> **ASSIGNED TASK**
If a line in the entries contains the string "more", include that line in your answer.
=== DATA EXTRACTS ===
PR #717, opened 2019-12-10
Fix name error that's breaking master

tomclose:


packages/rps/src/redux/game/reducer.ts
```diff
@@ -105,7 +105,7 @@ const localReducer: Reducer<LocalState> = (
       }
       if (action.type === 'CancelGame') {
         const {name, address} = state;
-        newState = lobby({name, address});
+        newState = Setup.lobby({name, address});
       }
```
geoknee: I think you probably want to just delete these lines, because the correct code is immediately above

PR #733, opened 2019-12-11
Start ganache

tomclose:
This PR makes some changes to make the `yarn start` behaviour simpler and more robust.

1. If you run `yarn start` without first running `yarn start:shared-ganache`, the script will now error instead of starting an individual ganache instance.
2. If package A starts an individual ganache instance on port P, and package B then tries to join it, thinking it is a shared ganache, then the start script will error.
3. Different packages use different deploy keys, solving https://github.com/statechannels/monorepo/issues/725.
4. The puppeteer integration tests still use an individual ganache instance on circle.


.gitignore
```diff
@@ -52,3 +52,5 @@ junit.xml
 
 
 ganache-deployments.json
+ganache-deployments*.json
+.ganache-deployment-cache/
```
snario: What folder does this get put into? Maybe if it's only in `packages/devtools` we can put this in `packages/devtools/.gitignore`.

packages/devtools/src/ganache/index.ts
```diff
@@ -8,6 +8,7 @@ import {Account} from '../types';
 import {GanacheDeployer} from './deployer';
 import {GanacheNCacheDeployer} from './deployer-with-cache';
 import {GanacheServer} from './server';
+import writeJsonFile = require('write-json-file');
```
snario: Is import assignment necessary here?

packages/devtools/src/ganache/index.ts
```diff
@@ -44,45 +46,88 @@ export const startOwnGanache = async (p: Partial<Params> = {}): Promise<GanacheS
...
+  const useShared = process.env.USE_GANACHE_DEPLOYMENT_CACHE === 'true';
+  const port = Number(process.env.GANACHE_PORT || 8545);
 
-  const deploymentsFile = process.env.GANACHE_DEPLOYMENTS_FILE;
-  const foundShared = await ganacheIsRunning(sharedPort);
-
-  if (!deploymentsFile) {
+  let server;
+  let deployer;
+  let type: 'shared' | 'individual';
```
snario: Isn't `type` a reserved keyword?

.gitignore
tomclose: It's in the root of the monorepo.

packages/devtools/src/ganache/index.ts
tomclose: No - I think vscode did that automatically and I didn't notice.

packages/devtools/src/ganache/index.ts
tomclose: Yes. Weird that that works ...

PR #737, opened 2019-12-11
[hub] ledger opening and funding test sequence

kerzhner:
An integration-like unit test that feeds ledger channel open + fund message sequence. The interesting changes are in `handle-wallet-message.test.ts`.


packages/hub/src/hub/handlers/__test__/handle-wallet-message.test.ts
```diff
@@ -7,15 +14,35 @@ function readSampleMessage(messageName) {
...
+}
 
-    const expectedAction: ChannelJoined = readSampleMessage('channel-joined');
-    const receivedAction = messageReleayRequested[0].actionToRelay;
-    // note: signatures are not validated
-    expect(receivedAction).toMatchObject(expectedAction);
+describe('handle-wallet-message', () => {
+  // note: signatures are not validated
+  it('open and fund ledger channel sequence', async () => {
+    await step<ChannelOpen, ChannelJoined>('channel-open', 'channel-joined');
```
tomclose: I'm wondering if providing the types adds anything here?

kerzhner: It would if there was a way to enforce a type on an object created from requiring a json module. That's something I am planning on looking into.

PR #738, opened 2019-12-11
[nitro-protocol] Bring nitro jest config in line with rps

geoknee:
- enables running of ts or contract tests separately
- no point running prettier before running tests
- no point recompiling contracts before running tests
- other tweaks to jest config


packages/rps/package.json
```diff
@@ -27,11 +27,11 @@
     "prepare": "yarn build:ci",
     "test:prepare": "yarn clearContracts && yarn contracts:compile",
     "test:app": "jest -c ./config/jest/jest.config.js",
-    "test:contracts": "yarn test:prepare && npx jest -c ./config/jest/jest.contracts.config.js",
-    "test": "run-s prettier:check test:contracts 'test:app --all'",
+    "test:contracts": "npx jest -c ./config/jest/jest.contracts.config.js",
+    "test": "run-s test:contracts 'test:app --all'",
     "test:ci": "yarn test:ci:contracts && yarn test:ci:app",
-    "test:ci:contracts": "yarn test:contracts --all --ci --runInBand --detectOpenHandles",
-    "test:ci:app": "yarn test:app --all --ci --runInBand --detectOpenHandles",
```
snario: Was `--detectOpenHandles` just here unnecessarily before?

geoknee: https://jestjs.io/docs/en/cli#--detectopenhandles 

> This option has a significant performance penalty and should only be used for debugging.

PR #739, opened 2019-12-11
[rps] Use <script> to import window.channelProvider

snario:
The `channel-provider` README states this is the recommended way of using it.

In the future perhaps somehow the embedded iframe might inject it in the page.

### DIFF
--- a/packages/rps/.eslintrc.js
+++ b/packages/rps/.eslintrc.js
@@ -52,11 +52,6 @@ module.exports = {
     es6: true,
   },
   parser: '@typescript-eslint/parser',
-  parserOptions: {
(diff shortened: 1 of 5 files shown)


lalexgap:
> The `channel-provider` README states this is the recommended way of using it.
> 
> In the future perhaps somehow the embedded iframe might inject it in the page.

I feel like there must be a better way of doing this using webpack, instead of just manually embedding the script on the page. Have you looked at https://webpack.js.org/plugins/provide-plugin/ ?

snario:
1. Blocked on #740 
2. I'll use the Provide Plugin

PR #740, opened 2019-12-11
[rps] Fix RPS linting configuration

snario:
Seems like the `lint:check` command was broken recently. This fixes it.

### DIFF
--- a/packages/rps/.gitignore
+++ b/packages/rps/.gitignore
@@ -16,6 +16,7 @@
 .env.test.local
 .env.production.local
 .vscode/settings.json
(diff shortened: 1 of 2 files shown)


Alonski:
I set this up to also run Prettier on files that ESLint doesn't check... Why is this breaking?

snario:
@Alonski sorry I missed that this was only for `scss` and `json`. Fixed.

geoknee:
I ran into the above problem again. It may be related to this https://github.com/okonet/lint-staged/issues/677.

PR #741, opened 2019-12-11
[hub] default environment variables for development

kerzhner:


kerzhner:
Closing and including defaults as part of virtual funding work.

PR #745, opened 2019-12-11
[rps] Inject window.channelProvider with webpack

snario:
Uses `webpack` to inject `window.channelProvider` into `rps`.

Note that I do _not_ use `ProvidePlugin` because that has some delay for when the actual `window.channelProvider` is injected which is hard to detect in the app. Instead, we load it inside `entry`. See [here](https://stackoverflow.com/questions/39888395/webpack-and-external-libs-provideplugin-vs-entry-vs-global-import/39891365) for the tradeoffs.

Also, this properly types `window` on `rps` and `wallet`.

Also, on `rps` this adds some state management for the existence of a `window.channelProvider` and does not let the UI render if there is none there.


snario:
The approach you're describing is already roughly how it works. However, since `rps` is built using webpack instead of relying on `index.html` (which the first version of this PR did, see https://github.com/statechannels/monorepo/pull/739), we use our webpack config. The point being, this webpack configuration is specifically the best way to do it for this `rps` app, not for all apps.

snario:
At the moment, `@statechannels/channel-provider` attaches to `window` inherently when it is imported onto the screen. See [the README](https://github.com/statechannels/monorepo/blob/master/packages/channel-provider/README.md#usage).

tomclose:
👍 I didn't quite understand what was going on here ... seems good to me now!

PR #2260, opened 2020-06-26
Workflow experiments

tomclose:
Experimenting with different ways of writing workflows.


packages/xstate-wallet/src/workflows/directly-funded-app.ts
```diff
@@ -0,0 +1,360 @@
+import {StateMachine, createMachine, Guard} from 'xstate';
```
tomclose, line 1: Ignore this file

PR #2262, opened 2020-06-29
[nitro protocol] Do not pack code that references node.js builtins

geoknee:


packages/nitro-protocol/test/test-helpers.ts
```diff
@@ -12,7 +12,6 @@ import {
   Allocation,
   AllocationItem,
 } from '../src/contract/outcome';
-import {hashState, State} from '../src/contract/state';
 import fs from 'fs';
```
geoknee, line 15: Importing this module may cause an error if the consuming project tries to bundle this dependency for the browser. We solve this problem in the wallet by telling webpack to mock out certain modules. This changeset should make it nicer for the consuming packages so they do not have to do that (by not exposing any non-browser modules).

geoknee: e.g. 
https://github.com/statechannels/monorepo/blob/78a7ac1a26e7dec0cb9e6ce006c2186a26b1749c/packages/xstate-wallet/config/webpack.config.js#L653-L664

geoknee:
This approach seems a bit heavy handed and also brittle. Pursuing an alternative that builds for node _and_ the browser on a different branch.

PR #2264, opened 2020-06-30
[nitro-protocol] Build for web using webpack

geoknee:
...along with some general tidying up of imports and exports, including modifying _all_ instances of `import {foo} from 'ethers/bar'` to `import {bar} from 'ethers'`.

The aim is for consuming projects to be able to import `@statechannels/nitro-protocol` and run it in the browser without having to worry about shimming their build to mock out nodejs-specific code. It should Just Work.

Under this changeset, we take the _output_ of `tsc`, and bundle it using `webpack`: stubbing out things like `fs` as we do so.

Nonessential side effect: upgrading `ts-loader` in other packages.

PR #2266, opened 2020-07-01
[benchmarking] Add benchmarking package.

geoknee:
Preceded by #2264.

It's a bit rough, but this new package contains new code that can be run in node-js and in the browser, to enable us to time various function calls. 

Running benchmarks in the browser currently requires manually clicking on a button:
Screenshot 2020-07-01 at 17 39 28
It would be possible to automate that with puppeteer, of course. 

Package includes a python script to generate plots: 
benchmark


geoknee:
https://github.com/statechannels/monorepo/blob/fe0fcb88e480e910f573b0babd812b80b9ba7995/packages/benchmarking/readme.md

PR #2267, opened 2020-07-02
Extract core wallet code to separate package

andrewgordstewart:
This extracts a bunch of code that we want to share between the server/browser wallets & hub into a package called `wallet-components`. This is mostly store, types, etc.

This PR attempts to move files with the minimal changes possible. We should perform refactors to deal with issues below in separate PRs, as this change touches so many files.

# TODO (future PRs)
- [ ] Remove `'dom'` environment from components `tsconfig.json`
   - [ ] Remove references to `window`
   * the components package should work in either the node or browser environment
- [ ] Remove `BigNumber` from components
   * I think it provides less utility than it costs
- [ ] `turnNum`, `challengeDuration`, etc. should be type `number`
- [ ] define module exports for @statechannels/wallet-components, as opposed to via file lookup in this PR
- [ ] Resolve `FIXME`s added in this changeset
- [x] rename `components` -> `core`


packages/wallet-components/package.json
```diff
@@ -0,0 +1,56 @@
+{
+  "name": "@statechannels/wallet-components",
+  "description": "State channel wallet components.",
+  "version": "0.0.1",
+  "author": "Alex Gap",
+  "dependencies": {
+    "@statechannels/client-api-schema": "0.0.1",
+    "@statechannels/nitro-protocol": "0.1.2",
+    "@statechannels/wire-format": "0.0.1",
+    "@statechannels/wallet-components": "0.0.1",
```
geoknee, line 10: It depends on itself?

PR #2269, opened 2020-07-02
Patch devtools

geoknee:
Include module resolution to allow install on node12

### DIFF
--- a/packages/devtools/package.json
+++ b/packages/devtools/package.json
@@ -15,6 +15,7 @@
     "dotenv": "8.2.0",
     "dotenv-expand": "5.1.0",
     "etherlime": "2.3.3",
+    "etherlime-lib": "1.1.5",
     "ethers": "4.0.45",
     "fs-extra": "8.1.0",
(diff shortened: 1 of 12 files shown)


geoknee:
Maybe we should remove the resolution from the top level `package.json`? Not sure

geoknee:
I'm not sure this actually helps anyone trying to add @statechannels/devtools to their project if they are using node12.

Perhaps instead we ought to add a warning/hint in the readme (consuming projects need only add the resolutions line to their package.json), or specify node10 in the engines field 🤢 ?

packages/devtools/package.json
```diff
@@ -15,6 +15,7 @@
     "dotenv": "8.2.0",
     "dotenv-expand": "5.1.0",
     "etherlime": "2.3.3",
+    "etherlime-lib": "1.1.5",
```
geoknee, line 18: 🤦

geoknee: We need this.

PR #2270, opened 2020-07-02
[nitro] Tweak readme

geoknee:
The quoted contract would not actually compile.


snario:
Could these reference snippets of code in the repo in the future? (like embed a github UI)

Issue #1652, opened 2020-05-04
Harmonize types across xstate-wallet and nitro-protocol


geoknee:
I wanted to record the places where we do conversion of objects between the types in either package, and kick off a discussion about whether we should try and consolidate those types and remove the need for the conversion. This is spurred by the upcoming release of our protocol contracts, documentation and accompanying typescript files. 

For example, these imports give an idea of what we currently convert between: 
https://github.com/statechannels/monorepo/blob/06180ee6f377393c737a2b49586ae03492802c60/packages/xstate-wallet/src/store/state-utils.ts#L1-L21

Let's look at one example in more detail: 
https://github.com/statechannels/monorepo/blob/06180ee6f377393c737a2b49586ae03492802c60/packages/xstate-wallet/src/store/state-utils.ts#L28-L45

If we changed the type of `challengeDuration` and `turnNum` in `nitro-protocol` to `ethers.BigNumber`, we wouldn't have to do so much translation inside the xstate-wallet, and neither would other (3rd party) consumers of nitro-protocol who also plan on using `ethers.js`.

On the other hand, it seems we made the choice to use `number` in nitro-protocol [deliberately](https://github.com/statechannels/monorepo/commit/457da6abd028b3b4a60ca1b3c22d2950e43994d6), likely because these fields are actually only `uint48` in the contracts and not `uint256`. So it might make more sense to make the change in the other direction, and have these fields stored as `numbers` in all xstate-wallet code. Javascript can [safely store](https://developer.mozilla.org/en-US/docs/Web/JavaScript/Reference/Global_Objects/Number/MAX_SAFE_INTEGER) 48 bit integers as numbers.

geoknee:
Places in the monorepo that are relevant to this dicussion: 

Types imported into state-utils (i.e. the alternatives to the nitro-protocol types):
https://github.com/statechannels/monorepo/blob/06180ee6f377393c737a2b49586ae03492802c60/packages/xstate-wallet/src/store/types.ts#L36-L39

Replicated state-utils inside the `simple-hub`:
https://github.com/statechannels/monorepo/blob/88bd1b4b49788c657eef33182a080860af515a2c/packages/simple-hub/src/wallet/xstate-wallet-internals/index.ts#L2-L18

Helper functions that *might* want to live in nitro-protocol:
[...]

PR #2277, opened 2020-07-04
Remove unnecessary use of `BigNumber` classes

andrewgordstewart:
This is an attempt to remove some of our technical debt:
- we use `BigNumber` values when we don't need to
- it is _annoying_ to have to use `BigNumber` when we don't need to
   - @kerzhner described this as "death by a thousand paper cuts"
- we **do not** currently use `BigNumber` well enough to ensure that values which _should_ be a `BigNumber` instance _are_ a `BigNumber` instance

The following changes are made:
- `turnNum`, `finalizesAt`, and `challengeDuration` are all `uint48` types in solidity
- `turnNum`, `finalizesAt`, `challengeDuration` and `blockNumber` are all `number` types in javascript

I'll leave a couple of notes here:
1. after changing some `BigNumber` values to `number`, I ran into the _same bug_ three times, where the compiler believed a variable had type `BigNumber`, but its value had type `Object`. This lead to a runtime error `amount.toHexString is not a function`
2. Most of the contract changes were automatic formatting triggered when I hit save. I did not notice this at the time.
3. For some random reason, the create-and-fund test fails with the memory backend, which I believe is due to concurrent "transactions"

(1) is an example of the reason so many of us don't want to use `BigNumber`s. Considering that I had already done 80% of the work of removing the use of `BigNumber` for amounts, I would have spent less time removing the possibility of this bug than finding the source of this bug.


geoknee:
#1652

andrewgordstewart:
Converted to draft, as I realized this requires a migration.

PR #2278, opened 2020-07-06
[nitro-docs] Index redirects to docs entry

geoknee:
home splash screen refactored into a separate file so it isn't lost forever
remove some dead wood


geoknee:
Preview https://5f030df374983ff19b9f4bc1--nitro-protocol.netlify.app/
===
> **SOLUTION TO THIS EXERCISE**
This PR makes some changes to make the `yarn start` behaviour simpler and more robust.
Let's look at one example in more detail: 
On the other hand, it seems we made the choice to use `number` in nitro-protocol [deliberately](https://github.com/statechannels/monorepo/commit/457da6abd028b3b4a60ca1b3c22d2950e43994d6), likely because these fields are actually only `uint48` in the contracts and not `uint256`. So it might make more sense to make the change in the other direction, and have these fields stored as `numbers` in all xstate-wallet code. Javascript can [safely store](https://developer.mozilla.org/en-US/docs/Web/JavaScript/Reference/Global_Objects/Number/MAX_SAFE_INTEGER) 48 bit integers as numbers.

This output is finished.